7 Ways to Enhance your Health, Well-Being & Personal Growth through Reflective Journaling
1. Unwind and relax after a busy day – you can show up to your journal with the intention of relaxing and renewing. Start your journal with this prompt: What do I most need in this moment to relax and renew…
2. Debrief your emotional reactions after challenging or difficult situations you might encounter in your personal and/or professional life. Deepen your self-awareness by noticing your own reactions, beliefs, attitudes and patterns of behaviour. During this difficult situation, I noticed that I felt…
3. Capture stories from your day, from your life that inspire, motivate or move you – write them down. Nourish your mind, body, heart and spirit with words, ideas, poems, images, quotations, and affirmations – the journal can be a playground for all of these things.
4. Explore career/life decisions you might be making. Use the following decisional balance tool in your journal to explore your decision: What are the positives of things changing? What are the positives of things staying the same? What are the negatives of things changing? What are the negatives of things staying the same? You can put this into a 4-quadrant table and see what insights emerge that can inform the decision you are making.
5. Connect with what is feeling meaningful and rewarding to you within your life and work.
What is meaningful to me about my life is…

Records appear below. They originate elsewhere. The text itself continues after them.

PR #1535, opened 2020-10-10
Support block_on_flipper_cancel for Carousels

avanwinkle:
### Summary

This PR adds a new mode setting to carousel modes, called `block_events`.

If provided, this setting will prevent the carousel from moving to next/previous items after a blocking event is posted. Next/previous will only unblock after a release event is posted.

```
mode_settings:
  select_item_events: flipper_cancel
  next_item_events: s_flipper_right_inactive
  previous_item_events: s_flipper_left_inactive
  block_events: flipper_cancel
  release_events: both_flippers_inactive
```

### Use Cases
* When using the carousel to pick an item with sound or slide effects on change, selecting an item will trigger the next/prev sound after the selection because the mode is still active when the flippers are released.
* When nesting one carousel inside another (i.e. a submenu), selecting an item in the submenu will trigger a next/prev in the main menu, because the release event occurs after the submenu closes

In both of these cases, setting `block_events` on _flipper_cancel_ will prevent the carousel from rotating after the selection is made. Only after both flippers are released will the block be released, and a subsequent flipper press+release will trigger the carousel.

**Also** this PR adds config_spec support for implementing the same functionality on the TextInput widget in MC.

### DIFF
--- a/mpf/config_spec.yaml
+++ b/mpf/config_spec.yaml
@@ -2005,6 +2005,7 @@ widgets:
         select_event: single|event_handler|sw_start
         abort_event: single|event_handler|sw_esc
         force_complete_event: single|event_handler|None
+        block_on_flipper_cancel: single|bool|false
         bold: single|bool_or_token|false
         italic: single|bool_or_token|false
         number_grouping: single|bool_or_token|false
--- a/mpf/config_spec.yaml
+++ b/mpf/config_spec.yaml
@@ -2005,7 +2005,8 @@ widgets:
         select_event: single|event_handler|sw_start
         abort_event: single|event_handler|sw_esc
         force_complete_event: single|event_handler|None
-        block_on_flipper_cancel: single|bool|false
+        block_events: list|event_handler|None
+        release_events: list|event_handler|None
         bold: single|bool_or_token|false
         italic: single|bool_or_token|false
         number_grouping: single|bool_or_token|false
--- a/mpf/modes/carousel/code/carousel.py
+++ b/mpf/modes/carousel/code/carousel.py
@@ -80,7 +80,7 @@ class Carousel(Mode):
             self._register_handlers(
                 ["both_flippers_inactive", "flipper_cradle_release"],
                 self._block_disable)
-            
+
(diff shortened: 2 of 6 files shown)


mpf/modes/carousel/code/carousel.py
```diff
@@ -67,6 +72,15 @@ def mode_start(self, **kwargs):
         self._highlighted_item_index = 0
         self._update_highlighted_item(None)
 
+        # If set to block next/prev on flipper cancel, set those event handlers
+        if self._block_on_flipper_cancel:
+            self._register_handlers(
+                ["flipper_cradle", "flipper_cancel"],
```
jabdoa2: Those could also become an option

mpf/config_spec.yaml
```diff
@@ -2005,6 +2005,7 @@ widgets:
         select_event: single|event_handler|sw_start
         abort_event: single|event_handler|sw_esc
         force_complete_event: single|event_handler|None
+        block_on_flipper_cancel: single|bool|false
```
jabdoa2: I don't understand this line. How is text_input related to carousel?

mpf/modes/carousel/code/carousel.py
avanwinkle: Good call. It'd have to be a finite set of options, since the cradle/cancel have different cancellation events, but good plan.

mpf/config_spec.yaml
avanwinkle: Nothing :)

I have a similar implementation in MC for the text input to block on cancel, but MC uses the config_spec from MPF so it will require a change to this file. Thought I might as well take care of it in this PR.

avanwinkle:
Updated to fix a bug where restarting the mode wouldn't clear the blocked state, and added a test to prevent regressions.

Also made a small tweak to _FlasherPlayer_ that flashes in the lights with the `"on"` color rather than explicitly `"white"`.

jabdoa2:
Looks good to me. Feel free to merge it yourself when you are ready.

PR #1536, opened 2020-10-24
Support conditional events and fallback for random_event_player

avanwinkle:
This PR adds support for conditional events in `random_event_player` event lists.

For starters, the _Randomizer_ class now accepts `machine` and `template_type` as constructor arguments, and if provided, will generate conditional templates for the items in its randomization list. When fetching the next random item, if the items are conditional template instances, they will all be evaluated and only those that are true will be returned.

For flexibility, the _Randomizer_ class also gets a new config setting: `fallback_value`. If all the conditions failed and no items will be returned, the _Randomizer_ will return its fallback value if one is defined. If not, it will return `None`.

The _RandomEventPlayer_ is likewise updated to pass in the new constructor arguments and set a fallback event.

Tests forthcoming!

### DIFF
--- a/mpf/config_players/random_event_player.py
+++ b/mpf/config_players/random_event_player.py
@@ -46,12 +46,13 @@ class RandomEventPlayer(ConfigPlayer):
                 if settings['disable_random']:
                     self.machine.game.player[key].disable_random = True
 
-                self.machine.game.player[key].fallback_event = settings.get('fallback_event')
+                self.machine.game.player[key].fallback_value = settings.get('fallback_event')
 
             return self.machine.game.player[key]
 
         if key not in self._machine_wide_dict:
-            self._machine_wide_dict[key] = Randomizer(settings['events'], self.machine, template_type="event")
+            self._machine_wide_dict[key] = Randomizer(
+                settings['events'], self.machine, template_type="event")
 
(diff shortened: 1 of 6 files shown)


avanwinkle:
@jabdoa2 Curious about your thoughts on performance. I had the idea to, after the items list is built, check all the conditional template instances to see if they have conditions. If all conditions are `None`, i.e. none of the events are conditional, replace all the templates with the original strings and remove the `self._template_type` value.

In such a situation, we'd save the iteration to check for conditions when the random events played, at the cost of doing another iteration on construction. Not sure if that's worth it?

jabdoa2:
Our template code will only construct templates if there are conditions. Otherwise, it will emit Native types which do not perform any evaluation.

In general, I like to heavy lifting to startup time. That pays off most of the time. Also provides earlier error which is generally nice. Guess we could write a benchmark to see if this is worth the effort or not. There are some benchmarks for events already. If you want give them a try. Otherwise I would not worry too much. We can tune that once it becomes an issue.

avanwinkle:
Started down the path of reverting conditions if no events have them, but then decided it's probably not worth it. Random_event_players are most likely not spamming tons of events constantly and the conditional lookup for `None` is real fast. Seems good as it is.

PR #1350, opened 2025-03-16
LoRa/README.md should be --hf-path instead of --hf-repo

tdu-naifen:
--hf-repo is not part of `fuse.py` arguments


awni (approved):
Thanks!

PR #1358, opened 2025-03-31
doc: 1、中文说明

huashuiwujiale:


angeloskath:
Thank you for writing that! Unfortunately I am inclined to reject the PR as none of us speaks and writes Chinese and I feel automatic tools are good enough to generate this from the English version when needed. It also would put the burden on us to maintain it and provide it in more languages, Spanish, Hindi, French, German where do we stop?

Once again thanks for taking the time and for your interest in MLX.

What is meaningful to me about my work is…
Note: The more connected we are to a sense of meaning and purpose in our work and our lives the less likely we are to burnout.
6. Brainstorm your goals and set intentions for your health, your work, your relationships, or any other aspect of your daily life. Make a list of all of your goals and then number them in order of priority. What is most important? Where do you want to put your energy and time?
According to Henriette Anne Klauser, Author of Write It Down, Make It Happen: Knowing What You Want – And Getting It! shows how writing down your goals and intentions is the first step in achieving them.
7. Honour gratitude – list 5 things you are grateful for at the end of each day. What you focus on grows!
Your journal can be a creative, soulful and nourishing space that supports you in every way. A journal will lovingly hold whatever you choose to embrace within it! I have grown to believe that how we show up on the page is how we show up in our lives. When you can allow more gratitude, joy, curiosity, energy, vitality, hope, patience and whatever else you might want more of in your life – to have consistent residence in your journal – these same virtues can have a deeper presence in your life and work.
Reflective journaling can remind you that you are enough! As one of my favourite authors says, “We have to accept ourselves in order to write. Now none of us does that fully; few of us do it even halfway. Don’t wait for one hundred percent acceptance of yourself before you write, or even eight percent acceptance. Just write. The process of writing is an activity that teaches us about acceptance.” Natalie Goldberg, Author of Writing Down the Bones: Freeing the Writer Within.